Разминкой они занимались уже в конце занятия, Виолетта так и ушла, запыхавшись.

На четвертой встрече она сразу заявила, что гимнастикой заниматься не хочет, и ей очень обидно, до слез. Опять до слез, с ужасом подумала Рита, но виду не подала. Виолетта заговорила и перебивать ее не хотелось. Пусть говорит.

– Да, я замужем и счастлива. Армен внимательный, недотепа и теряльщик домашних тапок, вечно по всей квартире ищем, знаете. Марк на него так похож, тоже рассеянный, так любит, когда папа его на работу с собой берет по выходным.

– Он и по выходным трудится?

– У него свободный график. Это очень удобно. Решили пикник провести – время нашлось. Два месяца назад. Я не большая любительница всех этих шашлыков, знаете, мужчины водку пьют, но подружка у меня, Инночка-пышечка, она в соседней библиотеке, по соседству. Так по ней соскучилась! Ну, посидеть вместе, поболтать. Инна и ночевать у меня иногда остается.

– И никаких разногласий?

– Никаких! Мы с ней лет десять дружим. Она меня понимает, разделяет мои взгляды полностью. Ну, одна живет – но ведь это так часто сегодня!

– А какие взгляды она разделяет, можно поконкретнее?

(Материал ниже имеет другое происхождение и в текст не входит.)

PR #1271, opened 2024-10-31
Tides bug fixes

veome22:
A few bug fixes related to the `KAPIL2024` tides prescriptions:

- Absolute values of timesteps in the ChooseTimestep() function, required to take sensible timesteps when the tidal dissipation is 'negative' (the binary spin exceeds orbital frequency).
- In Dynamical tides, made IW and GW dissipation from the convective envelope valid as long as either the mass OR the radial extent of the envelope exceeds the threshold. Required to avoid 0 tides in the presence of an envelope.

### DIFF
--- a/src/BaseBinaryStar.cpp
+++ b/src/BaseBinaryStar.cpp
@@ -2548,21 +2548,23 @@ double BaseBinaryStar::ChooseTimestep(const double p_Multiplier) {
         double DEccentricity2Dt_tidal  = CalculateDEccentricityTidalDt(ImKlm2, m_Star2);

– Фильмы обсуждаем, книги. Я ей об Армене много рассказывала, ну обо всем, в общем. Но вы пока меня не перебивайте, а то я снова рыдать начну. У нас человек десять на даче собралось… или двенадцать – не помню. С каждым поговорили, устала безумно! И посуду пришлось мыть, наутро стараюсь ничего не оставлять. Гости разошлись, я с уборкой возилась.

– Армен вам не помогает?

– Да когда ему помогать? Он внимательный, добрый и отзывчивый. Очень отзывчивый. Но я по дому сама люблю. Знаете, с Ниночкой мы и в кино, и в театр, Ларса фон Триера обсуждаем, а с Марком – то на теннис, то в бассейн. Армен – это мужчина в доме, с ним… ну я и не помню, говорим мы с ним или нет… и о чем. Два месяца уже не говорим. Или одно и то же обсуждаем. – Она снова всхлипнула. – Я же просила, не перебивайте меня! Пожалуйста! Мне сосредоточиться трудно, я… Я их с Инной застала, когда поднялась наверх наконец. Посплетничать с Инной хотела, а там мой Армен. В позиции стоял. И Инна перед ним, на коленях, мордой в ширинку. Я заорала сразу, у меня в глазах потемнело, сколько времени на крик ушло – мне трудно сказать. Стояла и выла, как сирена милицейская. Марк прибежал, он спал в своей комнате, перепугался, думал, что в дом воры забрались. Очнулась – и тут… самое страшное. Передо мной – любимый муж и лучшая подруга, улыбаются. И оба убеждают, что ничего не случилось, она, мол, сережку потеряла, и показывает мне, у него под ногами искала. А я помню, что не под ногами. Я же помню… А он в комнате для гостей – что делал так поздно? Они ведь думали, я в спальню пойду, когда с посудой закончу, не ждали. И зачем я наверх поднялась? Посплетничать захотела. Посплетничала. Такой был счастливый день! Последний счастливый день.